• [Exercise directions] Return all of the material exactly; no line may be dropped.

• [Information provided]
--------

Issue #852, opened 2023-01-24
How to re-request custom claims on a logged in user when they have been updated


contractorwolf:
I have users that get claims added to their account after they upgrade, but the call to userManager.getUser() seems to only contain their cached original claims.  How do I get the User manager to request the newly added claims on the user without forcing them to log out and then login again?  Is there a way to invalidate my current client-side account/claims so that the library will go back to auth to get the latest claims?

--------

• [Result]
Issue #852, opened 2023-01-24
How to re-request custom claims on a logged in user when they have been updated


contractorwolf:
I have users that get claims added to their account after they upgrade, but the call to userManager.getUser() seems to only contain their cached original claims.  How do I get the User manager to request the newly added claims on the user without forcing them to log out and then login again?  Is there a way to invalidate my current client-side account/claims so that the library will go back to auth to get the latest claims?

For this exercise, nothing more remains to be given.